Speaking of which, let's go back to the Celine Dion show for a minute. The Times reviewer wrote of a particular song's interpretation that "instead of connoting feeling — there is not a whit of blues in Ms. Dion’s voice — it felt like a technical exercise."

Whaaaat?

Is the blues the only way to show feeling? Isn't it just one of many performative devices one can use to evoke feeling? TK Webb's gravelly pipes sure made him sound like he felt things, man, for real, but does that make him a better singer? Or even just an interesting one? Furthermore, can't one have technique and emotion? I'm sure those highly trained classical singers would say yes.

In addition, you can think and say many things of Celine Dion, but one thing she does have is feeling—it's just that her version does not fit some people's definition of how it's meant to be expressed, and of realness, authenticity or taste (all dubious words anyway). The last element is the most important here, I think, getting into what the Times' readership think it's okay to mock.

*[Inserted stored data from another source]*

PR #463, opened 2021-11-29
[WIP] Added validator for rule 1001.

### LINKED ISSUE #88: Error code 1001 - The episodes recorded for this young person suggest they are not a relevant or a former relevant child and therefore should not have care leaver information completed.
#### Error code
1001
#### Description to display
The episodes recorded for this young person suggest they are not a relevant or a former relevant child and therefore should not have care leaver information completed.
This young person has not been looked after for at least 13 weeks after the age of 14 (these may be different episodes) with at least some care after the age of 16 (see children looked after collection guide for details) and ceased to be looked after through adoption.  There should not be any information recorded for them on their 17th, 18th, 19th, 20th or 21st birthday, that is, whether they are in touch, and activity and accommodation.
#### DfE suggested coding
If `<IN_TOUCH>`; `<ACTIV>` or `<ACCOM>` are provided THEN total days of previous episodes where `<LS>` is not = 'V3' or 'V4' must be >= to 91 days between the `<DOB>` + 14 years and the `<DEC>` of the final episode of care, with at least 1 day of that total between the `<DOB>` + 16 years  and the `<DEC>` of the final episode, and the final episode `<REC>` must not = 'E11' or 'E12'

SLornieCYC:
*Need to add more test cases for pass and failure (including cases with missing data, date gaps etc).
*Currently reports an issue in test_integration.py which I don't understand.
*This is another one which will return lots of false-positives due to lack of historic data (especially for older care leavers who left care more than one year previously - i.e. those aged 19-21).

Closes #88

### DIFF
--- a/tests/test_validators.py
+++ b/tests/test_validators.py
@@ -2,39 +2,79 @@ from validator903.validators import *
 import pandas as pd
 
 def test_validate_1001():
-    fake_episodes_prev = pd.DataFrame([
-      {'CHILD': '101', 'LS': 'C2', 'DECOM': '15/06/2016', 'DEC': '20/12/2020', 'REC': 'E17'},#Pass
-      {'CHILD': '102', 'LS': 'C1', 'DECOM': '08/10/2017', 'DEC': '03/03/2018', 'REC': 'E4a'},#Fail
-      {'CHILD': '102', 'LS': 'V4', 'DECOM': '06/03/2018', 'DEC': '12/08/2020', 'REC': 'E4a'},#Fail
-      {'CHILD': '103', 'LS': 'C1', 'DECOM': '11/05/2015', 'DEC': '07/04/2019', 'REC': 'E12'},#Ignore
-      {'CHILD': '104', 'LS': 'C1', 'DECOM': '26/11/2017', 'DEC': '19/07/2020', 'REC': 'X1'},#Pass
+    # DOB always 01/01/2000
+    # next to each episode, approx days in each age bracket is listed like so:      under 14  :  14-16  :  over 16
+    eps = pd.DataFrame([
+        # [0] - PASS: more than 91 relevant days
+        {'CHILD': '1111', 'LS': 'C2', 'DECOM': '01/01/2014', 'DEC': '01/02/2014', 'REC': 'o'},  # :30:
+        {'CHILD': '1111', 'LS': 'C2', 'DECOM': '01/02/2015', 'DEC': '01/06/2015', 'REC': 'o'},  # :120:
+        {'CHILD': '1111', 'LS': 'C2', 'DECOM': '01/01/2016', 'DEC': '01/02/2016', 'REC': 'o'},  # ::1
+
+        # [1] - FAIL: less than 91 days
+        {'CHILD': '2222', 'LS': 'C2', 'DECOM': '01/01/2010', 'DEC': '01/02/2014', 'REC': 'o'},  # :30:
+        {'CHILD': '2222', 'LS': 'C2', 'DECOM': '01/01/2010', 'DEC': pd.NA, 'REC': 'o'},  # Duplicate DECOM, missing
+                                                                                         # DEC - should get dropped
+        {'CHILD': '2222', 'LS': 'C2', 'DECOM': '25/12/2015', 'DEC': '01/02/2016', 'REC': 'o'},  # :7:30
+
+        # [2] - FAIL: more than 91 days but not after 14th bday
+        {'CHILD': '3333', 'LS': 'C2', 'DECOM': '01/01/2010', 'DEC': '01/03/2014', 'REC': 'o'},  # 120:60:
+        {'CHILD': '3333', 'LS': 'C2', 'DECOM': '25/12/2015', 'DEC': '04/01/2016', 'REC': 'o'},  # :7:3
+
+        # [3] - PASS: more than 91 days, all after 16th bday
+        {'CHILD': '4444', 'LS': 'C2', 'DECOM': '01/01/2016', 'DEC': '01/02/2016', 'REC': 'o'},  # ::30
+        {'CHILD': '4444', 'LS': 'C2', 'DECOM': '25/12/2016', 'DEC': '01/04/2017', 'REC': 'o'},  # ::120
+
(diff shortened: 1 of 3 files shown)


SLornieCYC:
This one was tough to get my head around!  I'm sure there must be simpler and shorter ways to get the outcome.

dezog:
Yikes, proper mind-scrambler of a description on this one - good job! Taking a look now

by the way, as we're now getting very short on time til the big unveiling, I'm thinking it'd be best to prioritise rules that won't have problems with missing past data from until after the launch. The same amount of time spent on ones that definitely work would probably be more impactful this week

tests/test_validators.py
```diff
@@ -1,6 +1,41 @@
 from validator903.validators import *
 import pandas as pd
 
+def test_validate_1001():
+    fake_episodes_prev = pd.DataFrame([
+      {'CHILD': '101', 'LS': 'C2', 'DECOM': '15/06/2016', 'DEC': '20/12/2020', 'REC': 'E17'},#Pass
```
dezog: You're right, more test episodes needed here. It's a shame these are so fiddly and time-consuming to get set up right.

It might be easiest to start by nicking a test episodes table from another similar test (maybe one of 363-367?)

dezog: You seem to be heading in the right direction here though :+1:

validator903/validators.py
```diff
@@ -3,6 +3,88 @@
...
+
+
+            # Work out how long child has been in care since 14th and 16th birthdays.
+            episodes_merged = episodes.reset_index().merge(header[['CHILD', 'DOB', 'DOB14', 'DOB16']], how='left', on=['CHILD'], suffixes=('','_header'), indicator=True).set_index('index')
+
+            v3v4_ls = episodes_merged['LS'].str.upper().isin(['V3','V4'])
+            index_v3v4_ls = episodes_merged[v3v4_ls].index
+            episodes_merged.drop(index_v3v4_ls, inplace=True)
+
+            episodes_merged['DECOM14'] = episodes_merged[["DECOM", "DOB14"]].max(axis=1)
```
dezog, line 1527: This is what's causing problems at the moment, though I'm not 100% sure exactly why.

It seems to be down to missing/invalid dates slipping through:
`ValueError: cannot convert float NaN to integer'

Dropping NaN's whether or not episodes_last is present, and including the DOB in that, might fix it

dezog (commented):
Think I've figured out why it's failing at the moment, please see the inline comment on the validator, although as I mentioned above, I reckon it'd be worth waiting to sort this one out until either launch or we've got all the rules that we're sure will work right done. (...but whatever keeps you coding! 😀)

validator903/validators.py
```diff
@@ -1221,54 +1221,72 @@ def _validate(dfs):
...
+            episodes_merged = (episodes
+                               .reset_index()
+                               .merge(header[['CHILD', 'DOB', 'DOB14', 'DOB16']],
+                                      how='inner', on=['CHILD'], suffixes=('', '_header'), indicator=True)
+                               .set_index('index'))
+            episodes_merged['DURATION'] = (episodes_merged['DEC'] - episodes_merged['DECOM']).dt.days
+            v3v4_ls = episodes_merged['LS'].str.upper().isin(['V3', 'V4'])
+            episodes_merged['DURATION V3/V4'] = episodes_merged['DURATION'] * v3v4_ls.astype(int)
+
+            v3v4_ls = (v3v4_ls
```
SLornieCYC: I don't think this bit is required? Rule 1001 only cares about whether the episode is `<LS>` == V3/V4, not whether the episode also meets duration restrictions of that legal status.  

EDIT: Meaning the bit starting with line 1283 - not quite sure how to get the snip to show the bit I want!

validator903/validators.py
```diff
@@ -1277,25 +1295,32 @@ def _validate(dfs):
...
+            # print(episodes_merged[['CHILD', 'DOB', 'LS', 'REC', 'EVER_ADOPTED', 'DURATION V3/V4']])
 
+            has_care_after_14 = oc3['TOTAL14'] >= 91
+            has_care_after_16 = oc3['TOTAL16'] >= 1
 
-            #Work out final cohort
+            valid_care_leaver = has_care_after_14 & has_care_after_16
 
-            error_mask = ended_adopted | ~valid_care_leaver
+            # Find out if child has been adopted
```
SLornieCYC, line 1548: Isn't this duplicating the work on 'EVER_ADOPTED' at line 1300-1302 above?

EDIT: Meaning the bit starting with line 1317 here - not quite sure how to get the snip to show the bit I want!

validator903/validators.py
dezog: So I was basing that off this bit in the guidance:

image

However after a bit more digging, it sounds like (a) that would only apply only to V3, and not to V4 episodes; and (b) since those would be forbidden by other validation checks anyway (365, 367), you're right there's no need to include them here.

dezog: Unless it is actually possible for a child to end up with illegal V3 episodes which require bypassing 365 or 367? I guess it depends on:
- Whether the legal status in reality changes when that happens, so those would end up being something other than V3 on the return
-  if they did stay V3, whether an LA would actually include them in working out who to collect OC3 data for, or just bypass this rule too

Feels like we'd be very much talking edge cases here though - pretty sure we can just discount V3/V4 episodes here without causing anyone major problems come return time!

validator903/validators.py
dezog: Good spot - yep! looks like the 'EVER_ADOPTED' column doesnt get used for anything, my bad!

I think i was unsure whether only excluding children whose last episode is listed as E11/E12 from this error or excluding children with any E11/E12 episode makes more sense, but as above I think it's largely academic, as it ought to be the last episode.

dezog: btw you should be able to select a range by click-dragging on the line number column. it might take a few goes though as it seems a bit janky

dezog (approved):
Made the V3/V4 changes you notes, and I added a check to exclude anyone over the age of 20 from the rule, since they'd presumably have have left care at least 2 years ago, so they'd definitely be false positives.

Jeezus, I can't believe I've become a Celine Dion defender…

Tuesday, September 16, 2008

Celine will go on

Time for some live music! After Carcass and Goldfrapp, I went to see Celine Dion at Madison Square Garden yesterday evening. Ka-razy! It's hard to describe the over-the-topness of that show, which of course was all about Celine emoting and monologuing and doing dance moves (or is that "dance"?) and belting to the rafters. Expected, sure, but if you want to see a born entertainer at work, no matter what you think of her art, the Garden was the place to be last night. Even the Sheila entered reluctantly and left a convert. She even scared me a little when she exclaimed "She's the biggest star I've ever seen!" I pointed out that she had seen Madonna at the same venue a few years ago. "Celine is bigger," she replied. Well then.

This actually was the second time I'd seen the Quebecois songbird live: Back in March 1994, I reviewed her first local show, held at Town Hall. I was then a cub freelancer for the late, much-missed New York Newsday, and I was so eager to get a byline that I'd say yes to anything the daily paper's music editor, the irreplaceable Ira Robbins, would throw my way. Let's just say it wasn't the hippest acts. In addition to Celine, I wrote about concerts by John Denver, Julio Iglesias and Diana Ross; I even trekked to Queens College for Jerry Lewis.

Celine was already doing well in the francophone market but her first U.S. hit, her duet with Peabo Bryson on "Beauty and the Beast," had come out only a couple of years earlier, and "My Heart Will Go On" had yet to land. Clearly she was still holding back somewhat, as this excerpt from my 14-year-old review shows:

"Celine Dion provides a classy, upscale alternative for people who think of Mariah Carey as a shopping mall superstar. Like Carey, Dion has a big voice, and, also like Carey, she loves ballads. But while the Long Islander squarely opts for big hair, big shows and big vocals, Dion takes a more low-key approach, which proved far less grating over the course of an evening. Her simple outfit (long white shirt, black leggings, black jacket) and stage behavior (no costume changes, no dancers, no props and only a few PG-rated pelvic gyrations) provided a visual complement to her relatively pared-down vocals. Dion made good use of her clean, clear, resonant voice without indulging in gratuitous vocal acrobatics—except on a cover of 'Can't Help Falling in Love,' during which she stretched some notes well past their expiration date."

These days Celine does have costume changes and dancers and pelvic gyrations and props (projections and two treadmills). And her vocals are anything but pared down. But what hasn't changed is her core personality (you can take the girl out of Quebec…) and the way she connects with both the stage and the audience. My favorite part was her banter, which clearly is somewhat scripted but still holds pockets of what feels like gushing sincerity (her strong point, as evidenced by some of her most memorable TV appearances). The least you can say about her is that she's completely unique.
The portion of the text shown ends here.